▶ Your task:
Take each line from the material below that includes the string "wouldn" and copy it.

▶ Recorded information:
PR #8891, opened 2022-07-18
[1.19.x] Add attack strength field for retaining strength value.

bconlon1:
Different implementation of #8838. Adds a field to LivingEntity that stores the player's attack strength for longer so that it's accessible from more attack-related events instead of getting immediately reset and requiring storing the value from an earlier event to access. This negates the necessity of that workaround and allows the strength to be more accessible from related item methods.


KnightMiner:
The documentation does not explain how this new feature different from the attribute, nor when it is updated so the player can know its up to date. My suspicion is its only valid immediately after `attack` is called and it contains info beyond the attribute, but that may be wrong, and it *should* be in the docs.

bconlon1:
> The documentation does not explain how this new feature different from the attribute, nor when it is updated so the player can know its up to date. My suspicion is its only valid immediately after `attack` is called and it contains info beyond the attribute, but that may be wrong, and it _should_ be in the docs.

Would you be able to explain which attribute you're referring to? Do you mean the `ATTACK_DAMAGE` attribute? Either way though this is separate from that, as this is tied to vanilla's attack strength system (the indicator for whether your weapon swing is on cooldown, which determines whether you do full damage); it is still used similarly to the attribute in that it is used for determining the attack damage, but it's just another factor as can be seen in the `attack` method's code. 

It is updated right after the value for it is set within the `attack` code as seen with the field being set, as well as at the end of the `attack` code so that it is reset properly, this still leaves the value valid during all attack-related events (except for LivingAttackEvent from the Player which occurs before the value is set, but you can still get it in that context from directly calling `getAttackStrengthScale`), which wasn't the case before during the hurt and post-hurt phases of attack-related events because the vanilla code resets the attack strength ticker almost immediately, making `getAttackStrengthScale` unviable.

Shadows-of-Fire:
IMO this is fine but it should probably be called `getLastAttackStrength` to clearly note that it is for the strength of the *previous* attack and not the attack strength at the current time.
You probably also don't need to zero it out, since it should only be being used from an event context shortly after it's set (which can be noted in a javadoc).

bconlon1:
> IMO this is fine but it should probably be called `getLastAttackStrength` to clearly note that it is for the strength of the _previous_ attack and not the attack strength at the current time. You probably also don't need to zero it out, since it should only be being used from an event context shortly after it's set (which can be noted in a javadoc).

I guess it depends how you define previous vs. current attack. Since it is the strength for the current attack phase, but it is also technically the previous attack strength as the player has already attacked and it's also the last attack strength relative to calling `getAttackStrengthScale`. I worry calling it getLastAttackStrength would cause confusion due to the former point, maybe there could be another better name to use for it?

As for the zeroing out I think it's a good precaution to keep in *because* of the narrow context you mention.

Shadows-of-Fire:
The other name I can think of is `getCachedAttackStrength` which is non-temporal (doesnt imply current/prev due to ambiguity) and also doesn't imply it's a "live" (always valid) property like `getAttackStrength` would.

bconlon1:
`getCachedAttackStrength` sounds good so I've switched to use that.

bconlon1:
Fixed patches for 1.19.1.

LexManos:
1) What other events are you talking about that wouldn't be better served by just passing this variable down the stack?
Yes the value gets immediately reset, but why does that matter? What is the use case.
2) Why is a player only field implemented as a Living Entity getter. This is just bad..

bconlon1:
> 1. What other events are you talking about that wouldn't be better served by just passing this variable down the stack?
>    Yes the value gets immediately reset, but why does that matter? What is the use case.
> 2. Why is a player only field implemented as a Living Entity getter. This is just bad..

1. I'm not sure what you mean by the passing the variable down the stack part. But to elaborate on why the value getting immediately reset matters, it means that `getAttackStrengthScale()` is not actually a viable way of directly getting the attack strength during much of the damage event sequence because the `attackStrengthTicker` has been reset to 0. This makes it more difficult to get the attack strength during the sequence and the use-case is to make it more easily accessible than before.
2. The `attackStrengthTicker` field that is used for attack strength is a `LivingEntity` field, it's not player-only. This is why I decided to store the `cachedAttackStrength` field in `LivingEntity` as well to maintain consistency and make it accessible if it is ever needed to be used outside the `Player` in the event of another mod trying to implement attack strength for a `LivingEntity` or something. I can move it to `Player` if wanted but this was the reasoning of putting it in `LivingEntity`.

Shadows-of-Fire:
The event chain of reference here is potentially all of the following
* LivingAttackEvent / AttackEntityEvent
* LivingHurtEvent
* LivingDamageEvent
* LivingDeathEvent
* LivingDropsEvent

Making this field part of each of these events is... difficult, to say the least.  It is best served as a cached field for that reason.

The reasoning for having it be part of LivingEntity is as described above, because Mojang implemented the attack strength on LivingEntity, regardless of where it may currently be used at the moment.

patches/minecraft/net/minecraft/world/entity/LivingEntity.java.patch
```diff
@@ -649,11 +649,20 @@
...
-@@ -3234,6 +_,64 @@
+@@ -3234,6 +_,73 @@
        this.m_21166_(p_21191_ == InteractionHand.MAIN_HAND ? EquipmentSlot.MAINHAND : EquipmentSlot.OFFHAND);
     }
  
 +   /* ==== FORGE START ==== */
++   /**
++    * Tracks the attack strength of the player as set within {@link net.minecraft.world.entity.player.Player#attack(Entity)} for outside usage
++    */
++   protected float cachedAttackStrength;
```
Shadows-of-Fire: Default this value to `1.0F`

patches/minecraft/net/minecraft/world/entity/player/Player.java.patch
```diff
@@ -295,6 +302,14 @@
                          this.m_21008_(InteractionHand.MAIN_HAND, ItemStack.f_41583_);
                       }
                    }
+@@ -1215,6 +_,7 @@
+ 
+          }
+       }
++      this.cachedAttackStrength = 0.0F; // Forge: Resets the attackStrength field once the attack code is finished
```
Shadows-of-Fire: This reset can be removed, as it is spurious.  Whenever the value is considered "valid", it will have been set, meaning resetting it has no real benefit.

patches/minecraft/net/minecraft/world/entity/LivingEntity.java.patch
```diff
@@ -649,11 +649,20 @@
...
                 p_21066_.m_7292_(new MobEffectInstance(pair.getFirst()));
              }
-@@ -3234,6 +_,64 @@
+@@ -3234,6 +_,73 @@
        this.m_21166_(p_21191_ == InteractionHand.MAIN_HAND ? EquipmentSlot.MAINHAND : EquipmentSlot.OFFHAND);
     }
  
 +   /* ==== FORGE START ==== */
++   /**
++    * Tracks the attack strength of the player as set within {@link net.minecraft.world.entity.player.Player#attack(Entity)} for outside usage
```
Shadows-of-Fire: This Javadoc needs to mention by name the series of events for which this value is considered valid, which are
* LivingAttackEvent / AttackEntityEvent
* LivingHurtEvent
* LivingDamageEvent
* LivingDeathEvent
* LivingDropsEvent

patches/minecraft/net/minecraft/world/entity/LivingEntity.java.patch
```diff
@@ -649,11 +649,20 @@
...
++    */
++   protected float cachedAttackStrength;
++
++   public float getCachedAttackStrength() {
```
Shadows-of-Fire, line 672: More Ideally, this getter method also contains the same information as the field's javadocs, or at the very least, `@see LivingEntity#$cachedAttackStrength`

Shadows-of-Fire (changes requested):

patches/minecraft/net/minecraft/world/entity/LivingEntity.java.patch
bconlon1: I agree with everything here except that I don't think the value would be valid in AttackEntityEvent considering the cached value is set *after* that event is called. However, you can just use `.getAttackStrengthScale()` in AttackEntityEvent because that does have a valid value at the time that event runs.

bconlon1:
Made the requested changes to the PR.

Drullkus:
What if you just moved `this.resetAttackStrengthTicker();` to after the if statement instead?

I checked the code that's currently executed inside `Player.attack()` and there aren't any other calls that'd affect `Player.attackStrengthTicker` besides `getAttackStrengthScale()` & `resetAttackStrengthTicker()`.

bconlon1:
A new PR #9000 has been made with the suggestions by @Drullkus.

PR #8892, opened 2022-07-18
add Biomes.BEACH to Tags

JT122406:


sciwhiz12 (changes requested):
Please run the datagenerator (`:forge:forge_data`) so the tag JSONs are regenerated with the new value.

sciwhiz12 (approved):

PR #8900, opened 2022-07-22
Make mixin work with JarInJar

marchermans:
This fixes a case where URIs which where modified externally did not redirect properly to the correct LayFS Instances.
The fix that is applied here is to force the use of LayFS when a new instance of a mod is created from a subpath.


Zippomoon:
Please backport the fix to 1.18.2.

Peach774:
Also adding that this needs to be backported to 1.18. JarInJar was backported and this fix has not been.

PR #8902, opened 2022-07-24
Fix connecting to certain servers

coehlrich:
Fixes connecting to servers that send characters in channel names in the register or unregister custom packets that aren't valid in `ResourceLocation` anymore.
The issue was caused by #8703 due to the client thread simply ignoring the exception while the netty thread disconnects from the server. This doesn't happen in vanilla for the register and unregister packets since vanilla does nothing with those.

### DIFF
--- a/src/main/java/net/minecraftforge/network/MCRegisterPacketHandler.java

▶ Result of the exercise:
1) What other events are you talking about that wouldn't be better served by just passing this variable down the stack?
> 1. What other events are you talking about that wouldn't be better served by just passing this variable down the stack?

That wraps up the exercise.